◆ **Task brief**:
Nothing but the lines from the one with "fn from(r: Rectangle)" down to the one with "bilelmoussaoui: Or even implement TryFrom" should be returned, exactly and with both ends included, from the material below.
[Opening Records to use section]
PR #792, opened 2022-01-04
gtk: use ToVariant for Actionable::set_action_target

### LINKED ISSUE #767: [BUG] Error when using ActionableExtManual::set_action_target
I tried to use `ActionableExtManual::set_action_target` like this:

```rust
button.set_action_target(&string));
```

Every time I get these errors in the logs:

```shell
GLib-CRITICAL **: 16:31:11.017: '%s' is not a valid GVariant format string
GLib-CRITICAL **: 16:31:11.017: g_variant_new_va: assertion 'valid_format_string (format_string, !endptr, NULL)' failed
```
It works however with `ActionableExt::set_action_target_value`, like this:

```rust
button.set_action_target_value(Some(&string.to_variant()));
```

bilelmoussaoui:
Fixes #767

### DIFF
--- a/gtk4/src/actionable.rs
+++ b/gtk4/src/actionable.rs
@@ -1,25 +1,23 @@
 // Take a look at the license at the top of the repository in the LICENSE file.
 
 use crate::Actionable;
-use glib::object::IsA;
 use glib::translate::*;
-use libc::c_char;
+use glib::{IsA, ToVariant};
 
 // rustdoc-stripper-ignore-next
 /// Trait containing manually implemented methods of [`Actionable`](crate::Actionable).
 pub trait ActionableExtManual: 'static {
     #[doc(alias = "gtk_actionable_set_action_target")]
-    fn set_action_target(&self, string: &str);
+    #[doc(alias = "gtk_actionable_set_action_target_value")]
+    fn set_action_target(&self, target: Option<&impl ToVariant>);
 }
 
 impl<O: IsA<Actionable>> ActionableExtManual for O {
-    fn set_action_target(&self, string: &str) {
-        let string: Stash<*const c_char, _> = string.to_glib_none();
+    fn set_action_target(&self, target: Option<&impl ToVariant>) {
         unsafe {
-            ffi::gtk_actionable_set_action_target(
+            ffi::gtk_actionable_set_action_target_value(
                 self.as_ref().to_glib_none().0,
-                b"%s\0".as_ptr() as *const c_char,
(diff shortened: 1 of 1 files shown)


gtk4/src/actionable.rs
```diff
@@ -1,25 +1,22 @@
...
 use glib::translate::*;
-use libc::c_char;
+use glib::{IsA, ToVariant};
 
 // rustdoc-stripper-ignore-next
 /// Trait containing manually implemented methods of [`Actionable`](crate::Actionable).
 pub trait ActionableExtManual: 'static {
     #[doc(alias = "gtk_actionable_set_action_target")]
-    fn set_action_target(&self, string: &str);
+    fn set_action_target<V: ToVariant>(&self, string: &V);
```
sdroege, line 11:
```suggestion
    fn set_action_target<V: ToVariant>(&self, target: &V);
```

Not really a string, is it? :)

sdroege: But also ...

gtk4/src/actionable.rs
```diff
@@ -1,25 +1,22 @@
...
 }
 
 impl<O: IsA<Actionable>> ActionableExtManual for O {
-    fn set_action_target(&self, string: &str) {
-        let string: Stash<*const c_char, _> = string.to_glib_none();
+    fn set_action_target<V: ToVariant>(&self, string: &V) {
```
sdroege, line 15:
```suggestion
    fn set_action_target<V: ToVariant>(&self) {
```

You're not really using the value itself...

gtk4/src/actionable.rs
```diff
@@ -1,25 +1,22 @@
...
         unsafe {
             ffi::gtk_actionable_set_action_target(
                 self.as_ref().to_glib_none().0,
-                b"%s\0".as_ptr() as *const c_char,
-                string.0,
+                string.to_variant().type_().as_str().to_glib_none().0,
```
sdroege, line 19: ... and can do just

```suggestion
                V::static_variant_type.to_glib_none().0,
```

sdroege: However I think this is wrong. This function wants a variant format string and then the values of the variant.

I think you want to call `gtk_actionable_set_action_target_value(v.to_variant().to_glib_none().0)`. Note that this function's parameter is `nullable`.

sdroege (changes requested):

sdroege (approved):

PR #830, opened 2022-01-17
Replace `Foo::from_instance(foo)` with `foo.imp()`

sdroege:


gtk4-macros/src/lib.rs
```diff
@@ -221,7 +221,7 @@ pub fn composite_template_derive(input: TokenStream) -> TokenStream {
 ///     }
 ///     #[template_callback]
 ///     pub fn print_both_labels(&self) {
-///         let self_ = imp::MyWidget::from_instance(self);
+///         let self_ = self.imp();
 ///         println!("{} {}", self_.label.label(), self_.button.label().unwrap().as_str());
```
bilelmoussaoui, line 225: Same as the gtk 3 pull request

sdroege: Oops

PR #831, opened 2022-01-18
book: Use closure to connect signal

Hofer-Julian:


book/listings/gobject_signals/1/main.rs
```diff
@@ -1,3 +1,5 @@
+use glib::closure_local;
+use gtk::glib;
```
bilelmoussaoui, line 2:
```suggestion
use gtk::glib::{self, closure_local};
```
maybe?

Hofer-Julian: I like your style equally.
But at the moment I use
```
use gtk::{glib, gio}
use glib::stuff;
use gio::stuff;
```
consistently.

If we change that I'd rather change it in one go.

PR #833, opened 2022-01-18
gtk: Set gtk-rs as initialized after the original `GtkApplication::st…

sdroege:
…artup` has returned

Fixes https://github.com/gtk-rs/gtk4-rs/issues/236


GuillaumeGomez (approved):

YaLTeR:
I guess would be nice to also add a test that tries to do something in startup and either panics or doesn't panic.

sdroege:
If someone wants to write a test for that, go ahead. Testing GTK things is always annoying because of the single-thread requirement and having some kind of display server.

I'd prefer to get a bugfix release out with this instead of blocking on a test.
[Closing Records to use section]
[Opening Records to use section]
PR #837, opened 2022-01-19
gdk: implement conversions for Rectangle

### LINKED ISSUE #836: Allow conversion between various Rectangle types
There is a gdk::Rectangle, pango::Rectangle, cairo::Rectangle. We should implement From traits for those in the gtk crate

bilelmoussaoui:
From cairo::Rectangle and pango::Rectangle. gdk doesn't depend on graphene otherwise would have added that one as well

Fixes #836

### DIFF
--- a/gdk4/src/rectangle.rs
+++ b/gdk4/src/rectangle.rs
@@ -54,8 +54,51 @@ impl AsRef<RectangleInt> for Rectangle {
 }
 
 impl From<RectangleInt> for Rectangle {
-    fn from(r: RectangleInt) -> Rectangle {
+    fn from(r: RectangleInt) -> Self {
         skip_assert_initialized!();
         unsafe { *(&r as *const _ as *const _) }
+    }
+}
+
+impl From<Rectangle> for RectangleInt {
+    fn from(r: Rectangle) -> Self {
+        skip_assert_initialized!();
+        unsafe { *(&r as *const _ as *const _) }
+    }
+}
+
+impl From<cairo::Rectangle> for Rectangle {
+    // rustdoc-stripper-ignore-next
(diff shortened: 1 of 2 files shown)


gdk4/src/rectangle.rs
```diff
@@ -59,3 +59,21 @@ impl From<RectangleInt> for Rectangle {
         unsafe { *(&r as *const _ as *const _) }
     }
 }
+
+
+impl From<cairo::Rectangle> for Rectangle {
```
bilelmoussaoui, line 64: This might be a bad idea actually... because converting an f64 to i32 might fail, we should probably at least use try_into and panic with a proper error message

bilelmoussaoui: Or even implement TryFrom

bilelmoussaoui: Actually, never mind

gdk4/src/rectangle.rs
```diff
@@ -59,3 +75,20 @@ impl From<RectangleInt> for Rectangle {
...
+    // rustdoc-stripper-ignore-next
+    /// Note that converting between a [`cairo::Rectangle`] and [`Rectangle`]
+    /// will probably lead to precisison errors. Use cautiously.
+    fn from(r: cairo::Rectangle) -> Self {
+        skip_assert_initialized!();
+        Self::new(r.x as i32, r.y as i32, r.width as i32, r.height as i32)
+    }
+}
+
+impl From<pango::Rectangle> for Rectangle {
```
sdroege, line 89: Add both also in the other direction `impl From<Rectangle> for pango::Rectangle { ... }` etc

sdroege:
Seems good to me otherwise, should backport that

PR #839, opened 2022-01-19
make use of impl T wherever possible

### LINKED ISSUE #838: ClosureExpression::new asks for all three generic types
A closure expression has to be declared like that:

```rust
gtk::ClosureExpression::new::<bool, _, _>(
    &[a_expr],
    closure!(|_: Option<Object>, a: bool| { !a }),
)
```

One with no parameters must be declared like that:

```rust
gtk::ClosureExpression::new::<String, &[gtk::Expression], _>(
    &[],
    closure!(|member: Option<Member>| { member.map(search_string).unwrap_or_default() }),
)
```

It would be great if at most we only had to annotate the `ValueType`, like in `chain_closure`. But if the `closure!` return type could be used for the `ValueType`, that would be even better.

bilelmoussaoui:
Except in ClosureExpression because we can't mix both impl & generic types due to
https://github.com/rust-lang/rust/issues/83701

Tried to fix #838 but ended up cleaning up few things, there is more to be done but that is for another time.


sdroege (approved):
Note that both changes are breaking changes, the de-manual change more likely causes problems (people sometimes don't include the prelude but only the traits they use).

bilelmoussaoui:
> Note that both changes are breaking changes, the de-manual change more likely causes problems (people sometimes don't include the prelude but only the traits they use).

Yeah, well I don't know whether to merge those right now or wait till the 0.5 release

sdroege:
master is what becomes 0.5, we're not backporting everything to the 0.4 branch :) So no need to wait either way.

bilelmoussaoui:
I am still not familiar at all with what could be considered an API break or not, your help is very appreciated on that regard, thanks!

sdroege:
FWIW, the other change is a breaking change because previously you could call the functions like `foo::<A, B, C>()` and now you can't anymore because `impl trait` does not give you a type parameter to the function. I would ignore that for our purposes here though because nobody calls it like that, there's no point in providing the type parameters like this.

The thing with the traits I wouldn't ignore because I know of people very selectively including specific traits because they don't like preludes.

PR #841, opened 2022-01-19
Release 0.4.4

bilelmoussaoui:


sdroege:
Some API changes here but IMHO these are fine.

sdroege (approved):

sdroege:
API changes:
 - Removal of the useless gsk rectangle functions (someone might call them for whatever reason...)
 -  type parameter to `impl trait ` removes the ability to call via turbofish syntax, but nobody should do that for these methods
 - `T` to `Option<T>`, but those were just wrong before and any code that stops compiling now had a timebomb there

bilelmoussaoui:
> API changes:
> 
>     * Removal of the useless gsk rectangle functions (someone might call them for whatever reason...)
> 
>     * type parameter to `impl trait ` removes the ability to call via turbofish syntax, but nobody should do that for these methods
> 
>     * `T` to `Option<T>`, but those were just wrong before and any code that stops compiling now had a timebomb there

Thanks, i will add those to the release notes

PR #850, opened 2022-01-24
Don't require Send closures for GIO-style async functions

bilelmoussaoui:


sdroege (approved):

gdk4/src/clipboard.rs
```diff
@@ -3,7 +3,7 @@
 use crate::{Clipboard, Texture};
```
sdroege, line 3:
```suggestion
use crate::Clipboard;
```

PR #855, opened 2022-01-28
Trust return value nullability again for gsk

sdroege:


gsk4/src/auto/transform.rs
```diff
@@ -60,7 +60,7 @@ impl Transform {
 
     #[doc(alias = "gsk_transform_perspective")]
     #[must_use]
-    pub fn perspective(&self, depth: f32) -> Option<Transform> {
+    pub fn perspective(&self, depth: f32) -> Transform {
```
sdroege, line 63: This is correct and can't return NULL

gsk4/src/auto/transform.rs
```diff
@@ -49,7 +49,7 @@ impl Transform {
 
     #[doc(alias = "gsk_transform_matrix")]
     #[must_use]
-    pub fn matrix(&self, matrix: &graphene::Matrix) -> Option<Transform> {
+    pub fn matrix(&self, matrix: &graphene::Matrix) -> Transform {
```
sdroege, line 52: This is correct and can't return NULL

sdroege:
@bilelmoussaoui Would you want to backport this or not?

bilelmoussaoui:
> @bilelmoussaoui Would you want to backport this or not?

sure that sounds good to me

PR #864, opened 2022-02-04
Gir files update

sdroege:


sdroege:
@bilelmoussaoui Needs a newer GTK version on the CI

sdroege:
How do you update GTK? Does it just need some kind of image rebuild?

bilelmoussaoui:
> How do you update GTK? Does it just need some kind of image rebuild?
[Closing Records to use section]
[Opening Records to use section]
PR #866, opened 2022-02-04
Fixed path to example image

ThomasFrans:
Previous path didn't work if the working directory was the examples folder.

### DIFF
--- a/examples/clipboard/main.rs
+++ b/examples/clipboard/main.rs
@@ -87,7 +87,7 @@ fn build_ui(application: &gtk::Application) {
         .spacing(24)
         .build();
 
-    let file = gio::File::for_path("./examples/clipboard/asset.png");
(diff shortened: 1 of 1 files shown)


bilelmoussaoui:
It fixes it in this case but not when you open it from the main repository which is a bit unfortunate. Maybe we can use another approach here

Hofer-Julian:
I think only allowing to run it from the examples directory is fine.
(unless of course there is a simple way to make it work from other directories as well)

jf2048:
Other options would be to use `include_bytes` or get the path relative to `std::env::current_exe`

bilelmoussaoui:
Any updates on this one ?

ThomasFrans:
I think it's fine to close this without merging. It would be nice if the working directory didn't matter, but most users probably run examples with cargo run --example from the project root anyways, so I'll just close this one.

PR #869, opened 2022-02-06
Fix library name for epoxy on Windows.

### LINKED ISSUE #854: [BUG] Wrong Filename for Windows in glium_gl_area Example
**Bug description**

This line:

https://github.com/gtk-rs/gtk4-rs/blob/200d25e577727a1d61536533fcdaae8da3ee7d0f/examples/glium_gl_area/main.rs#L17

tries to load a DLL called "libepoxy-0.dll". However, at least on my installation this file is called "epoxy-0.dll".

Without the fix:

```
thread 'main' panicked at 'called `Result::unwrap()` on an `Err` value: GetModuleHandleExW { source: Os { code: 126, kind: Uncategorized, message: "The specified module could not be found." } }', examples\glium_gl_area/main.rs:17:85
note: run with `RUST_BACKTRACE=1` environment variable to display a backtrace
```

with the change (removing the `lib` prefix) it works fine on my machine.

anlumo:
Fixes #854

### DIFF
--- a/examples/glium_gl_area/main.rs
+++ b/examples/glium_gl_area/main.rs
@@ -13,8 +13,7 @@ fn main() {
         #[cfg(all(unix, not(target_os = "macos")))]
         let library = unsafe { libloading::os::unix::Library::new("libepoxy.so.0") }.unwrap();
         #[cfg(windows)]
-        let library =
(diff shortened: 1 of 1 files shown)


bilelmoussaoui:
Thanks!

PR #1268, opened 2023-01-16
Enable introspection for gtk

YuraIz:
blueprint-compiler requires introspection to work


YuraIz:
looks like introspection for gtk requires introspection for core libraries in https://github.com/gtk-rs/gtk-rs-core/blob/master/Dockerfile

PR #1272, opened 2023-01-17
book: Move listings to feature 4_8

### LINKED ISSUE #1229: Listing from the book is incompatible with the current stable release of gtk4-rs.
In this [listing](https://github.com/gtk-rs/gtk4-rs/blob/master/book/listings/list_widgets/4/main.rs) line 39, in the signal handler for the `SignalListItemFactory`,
[Closing Records to use section]
◆ **Worked solution**:
+    fn from(r: Rectangle) -> Self {
+        skip_assert_initialized!();
+        unsafe { *(&r as *const _ as *const _) }
+    }
+}
+
+impl From<cairo::Rectangle> for Rectangle {
+    // rustdoc-stripper-ignore-next
(diff shortened: 1 of 2 files shown)


gdk4/src/rectangle.rs
```diff
@@ -59,3 +59,21 @@ impl From<RectangleInt> for Rectangle {
         unsafe { *(&r as *const _ as *const _) }
     }
 }
+
+
+impl From<cairo::Rectangle> for Rectangle {
```
bilelmoussaoui, line 64: This might be a bad idea actually... because converting an f64 to i32 might fail, we should probably at least use try_into and panic with a proper error message

bilelmoussaoui: Or even implement TryFrom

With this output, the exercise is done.